Are you getting the impression that James Lee Burke is an atypical thriller writer? Truth to tell, the man writes so well that, even if his novels weren’t so brilliantly plotted, I’d be tempted to read them just for the stellar prose. And A Stained White Radiance, the fifth book in Burke’s Dave Robicheaux series, reflects the same writerly attention to atmosphere and character development that I found in the first four.

A Stained White Radiance — the title is taken from the Romantic poet Percy Bysshe Shelley — is a story about Klansmen, Nazis, and Mafia wiseguys. Years ago, Robicheaux served as a lieutenant in the Marines in Vietnam and as a police officer in the New Orleans Police Department. He’s past the half-century mark now and works as a deputy sheriff in rural New Iberia Parish, running a bait-tackle-and-lunch spot on the bayou on the side. Robicheaux is a fascinating character: tough, shrewd, relentless, with a powerful moral compass. And he himself hasn’t come all that far from the lowlife on the bayou who are his prey.

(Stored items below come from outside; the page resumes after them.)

PR #522, opened 2024-06-05
Replace eagerly managed source_keys_rx with rx_lookup

algesten:
Keeping source_keys_rx in sync with the changes of the streams_rx is
brittle. This changes so rx_lookup is a cache of confirmed lookups.


src/streams/mod.rs
```diff
@@ -290,21 +303,16 @@ impl Streams {
...
 
     pub fn remove_stream_rx(&mut self, ssrc: Ssrc) -> bool {
         let stream = self.streams_rx.remove(&ssrc);
         let existed = stream.is_some();
-        if let Some(rtx) = stream.and_then(|s| s.rtx()) {
-            self.source_keys_rx.remove(&rtx);
-        }
 
-        self.source_keys_rx.remove(&ssrc);
+        self.rx_lookup.retain(|k, l| *k != ssrc && l.main != ssrc);
```
k0nserv, line 315: Should this `&&` not be `||` to also remove rtx streams?

src/streams/mod.rs
```diff
@@ -334,28 +342,30 @@ impl Streams {
...
         // A direct hit on SSRC is to prefer. The idea is that mid/rid are only sent
         // for the initial x seconds and then we start using SSRC only instead.
-        if let Some(r) = self.source_keys_rx.get(&ssrc).copied() {
-            return Some(r);
+        if let Some(r) = self.rx_lookup.get_mut(&ssrc) {
+            r.last_used = now;
+            return Some((r.mid, r.main));
         }
 
-        // The receiver/source SSRC might already exist.
```
k0nserv, line 344: Is this not still the case, at least for non-simulcast tracks?

src/streams/mod.rs
```diff
@@ -600,24 +615,23 @@ impl Streams {
...
+            // Unwrap is OK, see above.
+            let to_change = self.streams_rx.remove(&ssrc_from).unwrap();
 
-        // Add mapping for new main SSRC
-        self.associate_ssrc_mid(ssrc_to, mid, ssrc_to, None);
+            // Reinsert under new SSRC key.
+            self.streams_rx.insert(ssrc_to, to_change);
 
-        // Map the RTX to the new main SSRC
-        if let Some(rtx) = rtx {
```
k0nserv, line 619: We don't need to remap the RTX SSRC anymore?

k0nserv (approved):

src/streams/mod.rs
lolgesten: `retain` is inverse logic no?

k0nserv: Right... Not enough coffee ☕

src/streams/mod.rs
algesten: Hm. Yes. Why did I drop this doc?

src/streams/mod.rs
algesten: That's the first commit, which means that instead of actively managing a `source_keys_rx`, we are passively using `lookup_rx` as a cache. We can just remove the key from the cache and next time a packet arrives, we will put it back in the cache.

k0nserv: Hm, but is that what we want? If we have

```
1 -> (1, A)
2 –> (1, A) (rtx)
```

then change it to

```
3 -> (3, A)
2 -> (1, A) (rtx)
```

if we get a packet on `2` well recreate `1 -> (1, A)`, but don't we want that packet to repair `3`? I guess it doesn't matter since we are repairing the stream `A` after all

algesten: This would be a change SSRC 1 -> 3, which means the lookup entries for 1 would both be gone since the retain clause is `*k != ssrc_from && l.main != ssrc_from)` – this should clear out both these entires:

```
1 -> (1, A)
2 –> (1, A) (rtx)
```

k0nserv: Ah course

A Stained White Radiance (Dave Robicheaux #5) by James Lee Burke (1992) 394 pages ★★★★★ 

Naturally, since these are books about crime and criminals, Robicheaux finds himself mixed up in extremely dangerous investigations. His cases invariably end up involving his former partner in the NOPD, Cletus Purcell, and complicate the life he lives with his wife (the second wife in the series) and young adopted Salvadoran daughter. Previous entries in the series embroiled him in cases involving the CIA, the DEA, and the New Orleans Mob. In A Stained White Radiance, the crime at the center of the investigation brings in the Mob (again), an American Nazi politician who is a David Duke lookalike, and an assortment of odious lowlife killers, wifebeaters, and other miscreants. The story is complex and brims over with suspense. I can’t wait for #6 in the series.